* WHAT THIS TASK INVOLVES *
Return every line below in which "authors" appears.

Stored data
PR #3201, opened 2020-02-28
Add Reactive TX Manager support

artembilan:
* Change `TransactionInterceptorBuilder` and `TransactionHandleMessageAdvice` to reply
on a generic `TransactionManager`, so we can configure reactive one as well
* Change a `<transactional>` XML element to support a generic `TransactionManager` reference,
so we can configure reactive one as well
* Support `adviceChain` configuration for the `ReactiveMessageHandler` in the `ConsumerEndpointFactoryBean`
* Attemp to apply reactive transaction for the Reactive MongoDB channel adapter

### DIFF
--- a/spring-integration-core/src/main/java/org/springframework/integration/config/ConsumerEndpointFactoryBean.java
* * *
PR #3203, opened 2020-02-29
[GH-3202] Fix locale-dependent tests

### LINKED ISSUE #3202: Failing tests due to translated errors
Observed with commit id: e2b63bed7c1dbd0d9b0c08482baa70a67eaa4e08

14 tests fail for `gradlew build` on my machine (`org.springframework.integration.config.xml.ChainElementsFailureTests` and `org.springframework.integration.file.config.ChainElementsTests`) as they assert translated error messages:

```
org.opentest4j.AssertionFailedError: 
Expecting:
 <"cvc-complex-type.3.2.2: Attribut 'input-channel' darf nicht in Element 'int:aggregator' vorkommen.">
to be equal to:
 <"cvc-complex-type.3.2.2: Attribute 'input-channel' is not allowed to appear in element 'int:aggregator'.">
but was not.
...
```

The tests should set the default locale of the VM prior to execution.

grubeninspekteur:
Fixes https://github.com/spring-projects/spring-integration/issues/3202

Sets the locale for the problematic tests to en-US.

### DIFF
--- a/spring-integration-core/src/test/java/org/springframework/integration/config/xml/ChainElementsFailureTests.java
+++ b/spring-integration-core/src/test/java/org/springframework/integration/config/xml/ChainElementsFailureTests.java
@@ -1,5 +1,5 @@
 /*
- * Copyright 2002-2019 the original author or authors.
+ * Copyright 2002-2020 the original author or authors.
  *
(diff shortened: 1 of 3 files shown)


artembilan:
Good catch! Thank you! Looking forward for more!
---
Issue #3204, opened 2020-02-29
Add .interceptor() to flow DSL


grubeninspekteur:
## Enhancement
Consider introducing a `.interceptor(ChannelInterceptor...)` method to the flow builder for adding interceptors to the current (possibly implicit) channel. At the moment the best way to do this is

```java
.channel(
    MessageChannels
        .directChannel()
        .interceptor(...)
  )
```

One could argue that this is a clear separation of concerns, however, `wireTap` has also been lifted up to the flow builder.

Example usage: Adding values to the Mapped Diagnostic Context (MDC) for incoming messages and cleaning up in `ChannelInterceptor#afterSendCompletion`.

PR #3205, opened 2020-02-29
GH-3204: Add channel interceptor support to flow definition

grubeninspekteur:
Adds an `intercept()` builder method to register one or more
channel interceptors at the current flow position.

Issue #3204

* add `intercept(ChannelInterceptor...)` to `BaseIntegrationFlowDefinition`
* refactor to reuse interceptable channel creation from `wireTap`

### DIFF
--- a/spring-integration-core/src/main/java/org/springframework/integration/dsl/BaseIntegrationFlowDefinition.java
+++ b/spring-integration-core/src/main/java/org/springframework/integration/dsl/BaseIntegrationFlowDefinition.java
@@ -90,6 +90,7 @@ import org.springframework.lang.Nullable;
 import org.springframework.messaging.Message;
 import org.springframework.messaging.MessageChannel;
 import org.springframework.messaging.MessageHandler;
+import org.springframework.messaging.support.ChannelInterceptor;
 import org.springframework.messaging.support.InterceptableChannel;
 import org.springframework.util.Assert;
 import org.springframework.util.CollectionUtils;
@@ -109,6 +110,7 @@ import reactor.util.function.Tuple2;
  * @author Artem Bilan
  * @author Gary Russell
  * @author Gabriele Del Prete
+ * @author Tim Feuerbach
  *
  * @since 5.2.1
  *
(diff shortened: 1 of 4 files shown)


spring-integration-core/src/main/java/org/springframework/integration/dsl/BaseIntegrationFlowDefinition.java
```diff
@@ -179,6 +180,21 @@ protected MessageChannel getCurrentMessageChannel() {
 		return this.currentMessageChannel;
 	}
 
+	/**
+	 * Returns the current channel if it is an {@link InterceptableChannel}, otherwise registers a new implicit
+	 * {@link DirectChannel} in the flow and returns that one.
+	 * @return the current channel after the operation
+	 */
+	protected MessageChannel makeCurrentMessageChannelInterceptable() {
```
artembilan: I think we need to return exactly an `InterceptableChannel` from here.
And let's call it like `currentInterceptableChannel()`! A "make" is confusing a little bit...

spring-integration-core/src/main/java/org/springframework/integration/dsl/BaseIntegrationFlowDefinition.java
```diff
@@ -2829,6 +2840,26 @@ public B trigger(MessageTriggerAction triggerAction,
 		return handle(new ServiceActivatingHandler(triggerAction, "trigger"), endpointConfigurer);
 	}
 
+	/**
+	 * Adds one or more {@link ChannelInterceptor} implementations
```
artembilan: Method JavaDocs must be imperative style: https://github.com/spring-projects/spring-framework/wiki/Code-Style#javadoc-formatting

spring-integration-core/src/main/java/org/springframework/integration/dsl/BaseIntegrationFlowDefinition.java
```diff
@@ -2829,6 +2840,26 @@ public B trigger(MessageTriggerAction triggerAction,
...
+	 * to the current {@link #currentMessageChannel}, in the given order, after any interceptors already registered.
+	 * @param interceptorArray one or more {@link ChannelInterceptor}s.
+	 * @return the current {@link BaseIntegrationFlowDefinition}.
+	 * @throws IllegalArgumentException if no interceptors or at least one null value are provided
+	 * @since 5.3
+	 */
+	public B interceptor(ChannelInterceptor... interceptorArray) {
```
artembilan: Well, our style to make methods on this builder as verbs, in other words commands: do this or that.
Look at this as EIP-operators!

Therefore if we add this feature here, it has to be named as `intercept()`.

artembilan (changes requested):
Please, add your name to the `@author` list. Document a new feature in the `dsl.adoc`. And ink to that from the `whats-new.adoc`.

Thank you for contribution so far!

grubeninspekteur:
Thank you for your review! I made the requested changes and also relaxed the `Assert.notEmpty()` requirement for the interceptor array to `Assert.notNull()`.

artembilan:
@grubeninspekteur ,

* SOLUTION TO THIS EXERCISE *
- * Copyright 2002-2019 the original author or authors.
+ * Copyright 2002-2020 the original author or authors.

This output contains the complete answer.